They had almost reached the valley. A man on a horse surrounded by sheep was waving at them from below. He wore a white-and-black peaked felt hat, and even at this distance they could see that he was smiling.

“Better to come down that way,” he yelled in a Kyrgyz-Kazak dialect, pointing to their left. “It’s easier.”

The valley was in the mountains’ shadow as the Kyrgyz
chaban
, a herder, approached them on his stout horse, the sheep following without looking up from their meal of end-of-summer grasses. Cono searched the lush open valley. It spread out in front of them like a vast, undulating lawn, empty except for the whitish dome of a yurt perhaps a mile away, in the direction of the river that must lie at the bottom of the valley. The sky was still a brilliant, unblemished blue.

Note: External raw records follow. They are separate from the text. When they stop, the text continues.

PR #389, opened 2020-09-04
Refactored SFA implementation (additional features and speed improvements)

patrickzib:
I am the author of the SFA paper.

I have refactored the SFA implementation:
- Add anova f-test, 
- equi-width-binning, 
- simplified information-gain binning, 
- use NUMBA for faster MFT, 
- added a test case for SFA, 
- speed optimizations
- replaced Fourier Transform O(n^2) with fast fourier transform (n log n)

This improves the speed of the implementation and adds additional features as well as a test case

To Numba (but Rocket has the same dependency)

#### Any other comments?

I will add WEASEL based on this in the future.


MatthewMiddlehurst (approved):
No issues with any of the changes here. Thanks for contributing Patrick.

Some changes in TDE output (I assume from the IGB change), but I doubt it would be significant and there aren’t any baseline results from the previous version to compare it against anyway.

Will be interesting to see how much of an impact the speed ups have.

sktime/transformers/series_as_features/tests/test_sfa.py
```diff
@@ -0,0 +1,132 @@
...
+                                alphabet_size=alphabet_size,
+                                window_size=window_size, norm=norm,
+                                binning_method=binning).fit(X, Y)
+
+                        print("Norm", norm, "Anova", anova)
+                        print(np.shape(p.breakpoints), word_length,
+                              window_size)
+                        print("dft_length", p.dft_length, "word_length",
+                              p.word_length)
+                        # assert(np.shape(p.breakpoints)==
```
mloning, line 131: Is this meant to be commented?

mloning (approved):
Looks good to me, thanks for the update! Left one comment in the code below, but I'm happy to merge it.

sktime/transformers/series_as_features/tests/test_sfa.py
patrickzib: Thanks for pointing it out. Yes, the assert was kind of hard to formulate thus I uncommented it. My purpose of the test was to check that there is no exception thrown. I am not sure how to formulate that using pytest (other than just running the test and waiting for one to be thrown as I do now ;)

TonyBagnall:
thanks Patrick

PR #390, opened 2020-09-04
Add support for exogenous variables to forecasting reduction

SebasKoel:
Reference Issues/PRs
#376, #380, #382

Updated ReducedRegressionForecaster so for strategies recursive and direct we can now use multivariate/exogenous variables. 

PR #385 needs to be merged in order to create an Unit test for this since now it doesn't have a dataset available for this.


SebasKoel:
I'm not sure if the assertion of the coefficients in the test with actual values is the right way to do it. To prevent rounding errors for different versions of python or used packages I test a small range.

mloning:
Check out the `np.testing` module, they have something like `np.testing.assert_almost_equal`

sktime/datasets/base.py
```diff
@@ -639,4 +639,4 @@ def load_uschange(y_name="Consumption"):
     if y_name != "Quarter":
         data = data.drop("Quarter", axis=1)
     X = data.drop(y_name, axis=1)
-    return y, X
+    return X, y
```
mloning, line 642: Check out the `load_longley` function above in the same file, we need to make sure both are consistent in terms of input arguments and output.

mloning: We now also support date/time indexes so we can replace the `pd.Int64Index` above with a `pd.PeriodIndex`

sktime/forecasting/compose/tests/test_multivariate_regression.py
```diff
@@ -0,0 +1,62 @@
...
+    y_pred = forecaster.predict(fh=fh)
+
+    assert len(y_pred) == len(y_test)
+
+    coefs = forecaster.regressor_.coef_
+    intercept = forecaster.regressor_.intercept_
+
+    assert len(coefs) == (len(X.columns) + 1) * window_length
+    assert isinstance(intercept, float)
+    assert 0.33 < coefs[0] < 0.34
```
mloning, line 37: Where do these values come from?

sktime/forecasting/compose/tests/test_multivariate_regression.py
```diff
@@ -0,0 +1,62 @@
...
+    assert -0.09 > coefs[-1] > -0.10
+    assert 0.39 < intercept < 0.40
+
+    forecaster = ReducedRegressionForecaster(
```
mloning, line 41: This should probably be a separate test for the direct strategy

mloning (commented):
Sorry @SebasKoel for the delay, wasn't aware that this PR was ready for review! 

Left a few minor comments.

sktime/datasets/base.py
SebasKoel: I didn't see this, will change load_longley to be consistent with the rest. _load_dataset in base.py uses the X, y order as well.

mloning: But that's classification, I think it makes more sense to have y, X no, because you always have the y in forecasting but not always X?

SebasKoel: Maybe. I don't think it's that big of an issue, but y, X is fine by me as well. However I think the important part is to choose one order and apply this through the entire package. We shouldn't have classification, regression and forecasting use different orders. Also internal class methods should hold this order.

mloning: I don't agree, we follow sklearn for classification/regression and use X, y. For forecasting, because there's isn't always an X, it doesn't make sense to have X, y because that would change the first output if X isn't there, so I suggest to have y, X for forecasting.

mloning:
Hi @SebasKoel, are you still thinking about completing this PR? Let me know if you need help with anything here!

SebasKoel:
> Hi @SebasKoel, are you still thinking about completing this PR? Let me know if you need help with anything here!

PR #391, opened 2020-09-08
WEASEL implementation

patrickzib:
This is a WEASEL classifier implementation. 

The pull-request contains:
- The WEASEL classifier using the supervised SFA implementation
- Some performance fixed for SFA: One limitation was the use of Pandas.Series as a return type, which I removed for speed improvements
- A basic WEASEL test case
- A Bugfix for BOSS
- Updated the jupyter-notebook for dictionary classifiers


docs/source/api_reference.rst
```diff
@@ -46,6 +46,7 @@ Dictionary-based
 
     BOSSIndividual
     BOSSEnsemble
+    WEASEL
```
mloning, line 49: Seems like we forgot to add TDE to the docs
```suggestion
    WEASEL
    TemporalDictionaryEnsemble
    IndividualTDE
```

sktime/classification/dictionary_based/tests/test_boss.py
```diff
@@ -35,6 +35,19 @@ def test_individual_boss_on_gunpoint():
     testing.assert_array_equal(probas, individual_boss_gunpoint_probas)
 
 
+def test_boss_on_power_demand():
```
mloning, line 38: I appreciate this new test and the one below for WEASEL too, I'm only a bit worried about limited run times on free CI services, if there's anything you can do to make them quicker that would be great e.g. using a subset of the data, fixing certain parameters, but haven't checked yet how much time they actually need

sktime/transformers/series_as_features/dictionary_based/_sax.py
```diff
@@ -185,10 +190,19 @@ def push(self, letter):
 
     def shorten(self, amount):
         # shorten a word by set amount of letters
-        self.word = self.right_shift(self.word, amount * 2)
+        _BitWord.shorten_word(self.word, amount)
```
mloning, line 193: why not use self?
```suggestion
        self.shorten_word(self.word, amount)
```
here and below in `shorten_word()` too, also not sure why making it a static method but then passing in `self.word` but I may not understand the full context here, perhaps leave a short comment to clear this up :)

mloning (approved):
Thanks @patrickzib, code looks very clean in general, left a few minor comments, but happy to merge from my side.

sktime/transformers/series_as_features/dictionary_based/_sax.py
patrickzib: Very good spot on :) 

My main reason was to get rid of the _BitWord representation within BOSS and WEASEL. Thus these calls to _BitWord are static from outside the class now and I do only store lists of "int"-representation of the words. I though this safes some memory compared to storing lists of BitWords, which was the old representation.

To maintain backward-compatibility, I didnt want to remove the old methods though - maybe make them deprecated? What do you think?

sktime/classification/dictionary_based/tests/test_boss.py
patrickzib: Oh, sure. I was not aware of this issue. I noticed a problem while editing the jupyter-notebook, which was not covered by tests. Thus, I added a test. 

The additional BOSS test takes 9s. I am fine to uncomment the test again - what do you think?

The two tests in WEASEL take only 4.5s, so they are quite fast. Is that ok?

docs/source/api_reference.rst
patrickzib: Just added :)

sktime/classification/dictionary_based/tests/test_boss.py
mloning: Yeah that seems fine!

sktime/transformers/series_as_features/dictionary_based/_sax.py
mloning: I'm not too worried about backward compatibility at this point, a lot of our API is still somewhat experimental :)

patrickzib: I see :)

the BitWord instances were never really used other than as an intermediate step. I have removed that intermediate step. Therefor, I have removed the member variables of the BitWord and made it a static library + refactored SAX and SFA.

sktime/classification/dictionary_based/tests/test_boss.py
patrickzib: I have reduced the runtime by using a subset of the test data, too.

sktime/transformers/series_as_features/dictionary_based/_sax.py
```diff
@@ -166,29 +173,24 @@ def _generate_breakpoints(self):
...
 
-    def shorten(self, amount):
+    @staticmethod
+    def shorten_word(word, amount):
         # shorten a word by set amount of letters
-        self.word = self.right_shift(self.word, amount * 2)
-
-    def create_bigram(self, other_word, length):
-        return (self.word << length) | other_word.word
+        return _BitWord.right_shift(word, amount * 2)
```
mloning, line 193:
```suggestion
        return self.right_shift(word, amount * 2)
```

mloning (dismissed):
I suggest one minor change, otherwise looks good to go. Happy to merge once @TonyBagnall approves it :)

sktime/transformers/series_as_features/dictionary_based/_sax.py
patrickzib: Thank you for the suggestion. 

There was no self in the static methods to call self.right_shift. Thus, I have changed the methods to @classmethod such that I can call cls.right_shift(...)

```python    
   @classmethod
    def shorten_word(cls, word, amount):
        # shorten a word by set amount of letters
        return cls.right_shift(word, amount * 2)
```

TonyBagnall (dismissed):
all looks good to me Patrick, thanks for the contribution

patrickzib:
The failed test on alan-turing-institute.sktime is due to a problem with _rise.RandomIntervalSpectralForest ... I did not touch this. Is it possible to rerun the test without be pushing any new commits?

In a mixture of Kyrgyz, Kazak and Russian, the chaban asked if they were lost. “You don’t have packs,” he said. “No warm clothes. Don’t you know it’s cold up here at night? And why does your head look like a cracked melon?” His ruddy face was smiling all the while; he was intrigued and amused by the strange visitors to his borderless meadow, which he would abandon soon, taking his livestock down from the mountains before winter selfishly took back the Tian Shan until the next spring. The chaban invited them to his yurt to eat and spend the night. Dimira and Cono had been hiking for nearly twelve hours, and the chill of evening was already reddening their ears; the two of them exchanged glances and accepted his offer.

“He seems like a happy man,” Dimira said softly in English as they walked among the sheep, the herder weaving his horse back and forth at the rear of the flock.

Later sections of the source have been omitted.